5. The method of claim 1 wherein excitation phase modulation is used to shift slices uniformly or non-uniformly over an extended FOV.

6. The method of claim 1 wherein an optimized phase modulation is applied to each line of k-space data to maximize a metric over the extended phase-encoding FOV reconstruction.

7. The method of claim 1 wherein the extended phase-encoding FOV is a non-integer multiple of the number of excited slices.

8. The method of claim 1 wherein the image reconstruction technique is high-dimensional fast convolutional framework (HICU) image reconstruction.

9. The method of claim 1 wherein the image reconstruction technique is performed using parallel imaging reconstruction.

10. The method of claim 1 wherein the image reconstruction technique is performed using a compressed-sensing-based reconstruction.

11. The method of claim 1 wherein the image reconstruction technique is performed using a machine-learning-based reconstruction.

12. The method of claim 1 wherein the image reconstruction technique is performed using a low-rank subspace reconstruction.

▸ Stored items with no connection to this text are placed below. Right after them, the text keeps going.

Issue #3201, opened 2024-02-29
GeoPandas 1.0 release


martinfleis:
An issue to track the remaining tasks we'd like to finish before GeoPandas 1.0.

The roadmap says:

- [x] Fully vectorized geometry engine (done in #2691)
- [x] Feature parity with shapely (tracked in #2010)
- [x] Clarity of the API (probably primarily #3007 and some finished deprecations)
- [x] Pruned dependencies (GDAL is optional, PROJ not yet - #2077)

Explicit to-do I think we should ensure is in:

- [x] #2010
- [x] pyogrio engine as a default
- [x] pyogrio functionality exposed from geopandas (e.g. `list_layers` #2837)
- [x] soft-dependency on pyproj (#2077)
- [x] #2144 (#498)

Discussion required:

- [ ] updated roadmap for post-1.0
- [x] #1832

And finally, the milestone itself containing the remaining issues/PRs:

- https://github.com/geopandas/geopandas/milestones/1.0

The release is currently planned for March 31, 2024. If we go a bit beyond that is fine I guess but would try to ensure we don't push it too far.

m-richards:
I think it would be good to try and solve #1038 for 1.0 - the discussion there is old but the proposed solution is potentially breaking, so better to try and include and resolve for 1.0.

Probably also worth revisting / deciding whether to action https://github.com/geopandas/geopandas/issues/3019 /  https://github.com/geopandas/geopandas/issues/1975
(not sure if I will be able to make the scheduled meeting tomorrow/ today)

kylebarron:
I'd be motivated to get https://github.com/geopandas/geopandas/issues/3156 in to 1.0 if we can agree on a proposed API. I'd be happy to make a PR

martinfleis:
@kylebarron I don't know much about that but if you can get @jorisvandenbossche on board I won't object.

martinfleis:
I suggest the following release plan:

Start with `1.0-alpha1 ` by the end of March that contains all the API-related changes but not necessarily all the bugfixes and enhancements. For that, I believe we need 

- [ ] #3223 
- [ ] #3212

Then, ideally by mid April, we could do `1.0-rc1` that shall contain the enhancements and deprecations and cut final 1.0 by end of April. That should give people enough time to test against 1.0 before it is released and provide feedback if needed. It should also give us enough time to finish what needs to be finished as end of March is unrealistic at this point. Thoughts?

martinfleis:
[...]

PR #3223, opened 2024-03-17
Change the default IO engine to pyogrio

martinfleis:
Still need to figure out the minimal pin, 0.4.0 may not be it.

Xref #3201


geopandas/io/tests/test_file.py
```diff
@@ -276,10 +278,12 @@ def test_read_file_datetime_invalid(tmpdir, ext, engine):
 
 @pytest.mark.parametrize("ext", dt_exts)
 def test_read_file_datetime_out_of_bounds_ns(tmpdir, ext, engine):
+    if engine == "pyogrio" and not (PANDAS_GE_20 and PYOGRIO_GE_07):
+        pytest.skip("requires pyogrio >= 0.7.0 and pandas >= 2.0 to pass")
```
martinfleis, line 282: This is skipped because:

Older pandas (1.4.4, 1.5.3) with older pyogrio (0.5.0, 0.5.1) raise `pandas._libs.tslibs.np_datetime.OutOfBoundsDatetime: Out of bounds nanosecond timestamp: 9999-12-31 00:00:00`

New pandas (2.2.1) in combination with old pyogrio (0.5.3) raise `AssertionError: assert dtype('<M8[ms]') == 'object'`.

And pandas 1.5.3 with recent pyogrio lead to `UnboundLocalError: local variable 'res' referenced before assignment` which has been fixed on pyogrio main in https://github.com/geopandas/pyogrio/pull/370

jorisvandenbossche:
> Still need to figure out the minimal pin, 0.4.0 may not be it.

I think we can definitely go for a newer version, especially for a geopandas 1.0 where it is a new dependency anyway (0.4.0 is almost two years old, i.e. older than shapely 2.0). 

If we go for 1 year old, it's somewhere between 0.5 and 0.6. But I would personally even consider going for 0.7

doc/source/index.rst
```diff
@@ -7,11 +7,11 @@ GeoPandas is an open source project to make working with geospatial
 data in python easier.  GeoPandas extends the datatypes used by
 `pandas`_ to allow spatial operations on geometric types.  Geometric
 operations are performed by `shapely`_.  Geopandas further depends on
-`fiona`_ for file access and `matplotlib`_ for plotting.
+`pyogrio`_ for file access and `matplotlib`_ for plotting.
 
 .. _pandas: http://pandas.pydata.org
 .. _shapely: https://shapely.readthedocs.io
-.. _fiona: https://fiona.readthedocs.io
+.. pyogrio: https://pyogrio.readthedocs.io
```
jorisvandenbossche, line 14:
```suggestion
.. _pyogrio: https://pyogrio.readthedocs.io
```

martinfleis:
> If we go for 1 year old, it's somewhere between 0.5 and 0.6. But I would personally even consider going for 0.7

I went with 0.5.0 in the end, which seems to work fine in our CI. 0.5.1 is what comes from anaconda defaults channel at the moment so it may be good to try and support it if there's no strict reason not to.

geopandas/io/tests/test_file.py
m-richards: I suppose technically for the 
> New pandas (2.2.1) in combination with old pyogrio (0.5.3) raise AssertionError: assert dtype('<M8[ms]') == 'object'.

case we could update the expectation to be for a ms resolution datetime. From what you're saying it seems that new pandas and new pyogrio passes the test as is? That's perhaps an oversight, there I would think it should give a lower resolution datetime to accomodate (especially since GDAL doesn't suport nanosecond precision anyway)

geopandas/tools/_show_versions.py
```diff
@@ -58,33 +58,33 @@ def _get_C_info():
...
     try:
-        import fiona
+        # get_gdal_data_path is only available in pyogrio >= 0.4.2
+        from pyogrio import get_gdal_data_path
 
-        gdal_dir = fiona.env.GDALDataFinder().search()
+        gdal_dir = get_gdal_data_path()
     except Exception:
-        gdal_dir = None
+        pass
```
m-richards, line 73: In the latest version, you set the min version of pyogrio to 0.5, so `gdal_dir` should always be assignable in the try block above on line 64 (if pyogrio is available)

ci/envs/311-dev.yaml
```diff
@@ -7,6 +7,7 @@ dependencies:
   # required
   - numpy
   - pyproj
+  - gdal
```
m-richards, line 10: does adding gdal here do anything, given that pyogrio is installed with pip? I would have thought the GDAL bundled in the wheel would be used regardless of whether we install with conda (but my understanding might be wrong)

m-richards (approved):
Thanks Martin, I think this looks good to me.

ci/envs/311-dev.yaml
martinfleis: It is installed with pip but from source, not from a wheel. We need to compile it on installation for which we need GDAL available.

geopandas/io/tests/test_file.py
martinfleis: > we could update the expectation to be for a ms resolution datetime 

not sure if it is worth the effort of figuring out which combinations of versions require this.

> From what you're saying it seems that new pandas and new pyogrio passes the test as is? That's perhaps an oversight, there I would think it should give a lower resolution datetime to accomodate (especially since GDAL doesn't suport nanosecond precision anyway)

13. A method for magnetic resonance imaging comprising performing with an MRI apparatus simultaneous multislice (SMS) acquisition and image reconstruction, characterized in that: (a) the SMS acquisition uses Cartesian sampling with variable density and adjustable temporal resolution (CAVA) spatiotemporal sampling and samples in a superposition of multiple linear-phase-modulated k-space with an extended field of view, thereby avoiding abrupt image content change; and(b) the image reconstruction is high-dimensional fast convolutional framework (HICU) image reconstruction.